Institutions engaged in internet finance shall submit reports on large-amount transactions and suspicious transactions to the Anti-Money Laundering Center in accordance with relevant provisions on anti-money laundering. See Article 14 of the “Administrative Measures for Anti-Money Laundering and Anti- terrorist Financing of Institutions Engaged in Internet Finance (for Trial Implementation)” (互聯(lián)網(wǎng)金融從業(yè)機構(gòu)反洗錢和反恐怖融資管理辦法(試行)).

During the criminal investigation, the court, the procuratorate, and the police authorities shall have the authority to collect or obtain evidence from entities or individuals. Internet operators shall also provide technical support and assistance for public security organs and state security organs in their efforts to safeguard State security and investigate criminal activities in accordance with the law. See Article 54 of the Criminal Procedure Law and Article 28 of the Cyber Security Law.

The above-mentioned rules specify the power of government departments to access the data of Internet enterprises and the obligation of Internet enterprises to provide assistance. However, due to the complexity of specific situations and the lack of detailed provisions, such rules have not been implemented as well as expected. The aforesaid Didi Case is a typical example.

III. How do Internet enterprises view these rules

Most of the Chinese Internet enterprises believe that providing data undermines their self-interest to some extent, so they have the following concerns about how to respond to the demands of the judicial authorities:

Firstly, it is concerned about negative reviews.

Data is directly related to customers’ privacy, so if Internet companies disclose customers' privacy to others, even if the act is consistent with laws, it is likely to arouse customers’ disgust. Moreover, as data protection policies differ from country to country, the implementation of one country's regulations by Internet companies may result in a hindrance to their development in another country and lead to discriminatory treatment.

Secondly, it may increase the operating costs of enterprises.

With the continuous growth of illegal and criminal activities on the Internet, the frequency of data retrieval by judicial authorities is also increasing. As it is more frequent for judicial authorities to request data retrieval from Internet enterprises, it inevitably costs more human resources, technology, sites, and other resources of Internet enterprises.

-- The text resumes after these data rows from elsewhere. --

PR #1119, opened 2019-07-19
driver simcam: add support for stage connection and multi FM channel

ihebdelmic:
By passing a stage and cropping the simulated image, with the resolution argument,
it's possible to simulate the movement of the stage.

It will also look at the MD_WL_IN metadata to pick the best channel if the
input image has several wavelength bands.

### DIFF
--- a/src/odemis/driver/simcam.py
+++ b/src/odemis/driver/simcam.py
@@ -2,21 +2,21 @@
 '''
 Created on 19 Jun 2014
 
-@author: Éric Piel
+@author: Éric Piel, Iheb Zaabouti
 
 Copyright © 2014 Éric Piel, Kimon Tsitsikas, Delmic
 
 This file is part of Odemis.
 
-Odemis is free software: you can redistribute it and/or modify it under the terms 
-of the GNU General Public License version 2 as published by the Free Software 
+Odemis is free software: you can redistribute it and/or modify it under the terms
+of the GNU General Public License version 2 as published by the Free Software
 Foundation.
 
-Odemis is distributed in the hope that it will be useful, but WITHOUT ANY WARRANTY; 
-without even the implied warranty of MERCHANTABILITY or FITNESS FOR A PARTICULAR 
+Odemis is distributed in the hope that it will be useful, but WITHOUT ANY WARRANTY;
+without even the implied warranty of MERCHANTABILITY or FITNESS FOR A PARTICULAR
 PURPOSE. See the GNU General Public License for more details.
 
-You should have received a copy of the GNU General Public License along with 
+You should have received a copy of the GNU General Public License along with
 Odemis. If not, see http://www.gnu.org/licenses/.
 '''
 from __future__ import division
@@ -38,7 +38,7 @@ class Camera(model.DigitalCamera):
     given at initialisation.
     '''
 
-    def __init__(self, name, role, image, dependencies=None, daemon=None, blur_factor=1e4, **kwargs):
+    def __init__(self, name, role, image, dependencies=None, daemon=None, blur_factor=1e4, resolution=None, **kwargs):
         '''
         dependencies (dict string->Component): If "focus" is passed, and it's an
             actuator with a z axis, the image will be blurred based on the
@@ -46,6 +46,7 @@ class Camera(model.DigitalCamera):
         image (str or None): path to a file to use as fake image (relative to
          the directory of this class)
         '''
+
         # TODO: support transpose? If not, warn that it's not accepted
         # fake image setup
         image = unicode(image)
@@ -53,33 +54,41 @@ class Camera(model.DigitalCamera):
         if not os.path.isabs(image):
             image = os.path.join(os.path.dirname(__file__), image)
         converter = dataio.find_fittest_converter(image, mode=os.O_RDONLY)
-        self._img = converter.read_data(image)[0]  # can be RGB or greyscale
-
+        self._imgs = converter.read_data(image)      # can be RGB or greyscale
         model.DigitalCamera.__init__(self, name, role, dependencies=dependencies, daemon=daemon, **kwargs)
 
-        if self._img.ndim > 3:  # remove dims of length 1
-            self._img = numpy.squeeze(self._img)
+        for i, img in enumerate(self._imgs):
+            if img.ndim > 3:  # remove dims of length 1
+                self._imgs[i] = numpy.squeeze(img)
+            imshp = img.shape
+            if len(imshp) == 3 and imshp[i] in {3, 4}:
+                # CYX, change it to YXC, to simulate a RGB detector
+                self._imgs[i] = util.img.ensureYXC(img)
 
-        imshp = self._img.shape
-        if len(imshp) == 3 and imshp[0] in {3, 4}:
-            # CYX, change it to YXC, to simulate a RGB detector
-            self._img = numpy.rollaxis(self._img, 2) # XCY
-            self._img = numpy.rollaxis(self._img, 2) # YXC
-            imshp = self._img.shape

Thirdly, data dissemination leads to potential business risks.

The data of enterprises have huge economic value. Enterprises worry that the judicial authorities will use the data for activities other than criminal investigations, share the data with other organizations, or result in data leakage after the data retrieval due to inadequate security measures. Such kind of data dissemination will pose a great threat to the enterprise’s operation.

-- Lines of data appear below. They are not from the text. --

PR #1120, opened 2019-07-19
gui comp overlay: allow the RepetitionSelectOverlay to not use a rela…

ihebdelmic:
…tive ROA

Sometimes the ROA is generic, for the physical coordinates.
In such case, it shouldn't be between 0->1, relative to a scanner,
but just in meter (relative to the stage).

### DIFF
--- a/src/odemis/gui/comp/overlay/world.py
+++ b/src/odemis/gui/comp/overlay/world.py
@@ -266,19 +266,20 @@ class RepetitionSelectOverlay(WorldSelectOverlay):
         roa (None or VA of 4 floats): If not None, it's linked to the rectangle
           displayed (ie, when the user changes the rectangle, its value is
           updated, and when its value changes, the rectangle is redrawn
-          accordingly). Value is relative to the scanner.
+          accordingly). Value is relative to the scanner (if passed), and otherwise it's absolute (in m).
         scanner (None or HwComponent): The scanner component to which the relative
-          ROA values refer to. Required if a roa argument is passed.
+         ROA. If None, the roa argument is interpreted as absolute physical coordinates (m). If it's a HwComponent, the roa will be interpreted as a ratio of its fielf of viewd.
+
+
         """
         WorldSelectOverlay.__init__(self, cnvs, colour)
 
         self._fill = self.FILL_NONE
         self._repetition = (0, 0)
+
         self._roa = roa
         self._scanner = scanner
         if roa:
-            if not scanner:
-                raise ValueError("scanner is required when roa VA passed")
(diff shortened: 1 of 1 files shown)


ihebdelmic:
Changes are made .

src/odemis/gui/comp/overlay/world.py
```diff
@@ -268,17 +268,18 @@ def __init__(self, cnvs, roa=None, scanner=None, colour=gui.SELECTION_COLOUR):
           updated, and when its value changes, the rectangle is redrawn
           accordingly). Value is relative to the scanner.
         scanner (None or HwComponent): The scanner component to which the relative
-          ROA values refer to. Required if a roa argument is passed.
+          ROA values refer to. Required if a roa argument is passed and if the ROI is a ratio it should not be passed.
```
pieleric: Now, it not "required", as it's fine if it's None. So the following would be clearer: "If None, the roa argument is interpreted as absolute physical coordinates (m). If it's a HwComponent, the roa will be interpreted as a ratio of its fielf of view".
Also, update the docstring of `roa` too, to indicate "Value is relative to the scanner (if passed), and otherwise it's absolute (in m)".

src/odemis/gui/comp/overlay/world.py
```diff
@@ -390,18 +391,26 @@ def on_roa(self, roa):
...
-
         if self._roa:
             if self.active:
                 if self.get_size() != (None, None):
                     phys_rect = self.get_physical_sel()
-                    rel_rect = self.convert_roi_phys_to_ratio(phys_rect)
+                    if self._scanner:
+                        rel_rect = self.convert_roi_phys_to_ratio(phys_rect)
+                    else:
+                        rel_rect = phys_rect
```
pieleric: Actually, it's a little confusing to have the variable still named `rel_rect` (even if it contains physical coordinates). So I'd suggest to rename it to `rect` or `roa`.

src/odemis/gui/comp/overlay/world.py
```diff
@@ -390,18 +391,26 @@ def on_roa(self, roa):
         roi (tuple of 4 floats): left, top, right, bottom position relative to the SEM image
 
         """
-        phys_rect = self.convert_roi_ratio_to_phys(roa)
+
+        if self._scanner:
+            phys_rect = self.convert_roi_phys_to_ratio(roa)
+        else:
+            phys_rect = roa
+
```
pieleric: Please don't add double empty lines. Just one line is enough. Also, avoid starting the function with an empty line.

ihebdelmic:
Changes made.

IV. How will China solve this issue in the future

While a set of comprehensive and reasonable rules is still wanting to date, the act of Internet companies to provide or not to provide data may both cause secondary harm, and then arouse public doubts on Internet companies, and even lead to lawsuits. Therefore, the authors argue that future rules, be it conservative or radical, may not be the best choice.

On 3 July 2020, the Data Security Law (Draft) (the Draft, 數(shù)據(jù)安全法(草案))was published on the website of the National People's Congress (NPC) for public comment. The Draft states that the State will implement a multi-level protection scheme on data, and that it must fulfill its social obligation such as protecting data security when conducting data activities.

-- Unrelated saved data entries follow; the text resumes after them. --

PR #1122, opened 2019-07-22
python3 migration: powerctrl driver

philipwinklerdelmic:


philipwinklerdelmic:
@pieleric Could you have a look at this? I this interface for the `sendCommand` function which accepts `str` and returns `str` might be ideal. The amount of changes that we have to make becomes minimal.

Can we use latin1-encoding every time?

src/odemis/driver/powerctrl.py
```diff
@@ -263,23 +263,24 @@ def _sendCommand(self, cmd):
         """
         cmd = cmd + "\n"
         with self._ser_access:
-            logging.debug("Sending command %s", cmd.encode('string_escape'))
-            self._serial.write(cmd)
+            logging.debug("Sending command %s" % cmd)
```
philipwinklerdelmic: I should move up the encoding of cmd and then decode here with backslashreplace

pieleric: Maybe is it clearer if indeed you move the encoding to the very beginning of the function. Then, the logging handler would be the same as usual `ans.decode('latin1', 'backslashreplace')`.

src/odemis/driver/powerctrl.py
```diff
@@ -263,23 +263,24 @@ def _sendCommand(self, cmd):
...
                     # TODO: See how you should handle a timeout before you raise
                     # an HWError
                     raise HwError("Power Control Unit connection timeout. "
                                   "Please turn off and on the power to the box.")
                 # Handle ERROR coming from Power control unit firmware
                 ans += char
 
-            logging.debug("Received answer %s", ans.encode('string_escape'))
+            logging.debug("Received answer %s", ans.decode('latin1', 'backslashreplace'))
+            ans = ans.decode('latin1') if sys.version_info[0] >= 3 else ans
```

The authors suggest that the rules for judicial authorities to retrieve the data of Internet enterprises can be designed in line with the Data Security Law. In other words, legislators shall, according to indicators such as the urgency and danger of the circumstances of data retrieval and the degree of infringement upon personal rights by the act of data retrieval, establish a response hierarchical mechanism for the Internet enterprises, so as to facilitate the Internet enterprises to formulate and process the requests for data retrieval in accordance with different response levels.

The authors’ proposal, so far, is only a theoretical opinion, and we have not found that China's judicial authorities have begun to prepare for a similar mechanism yet.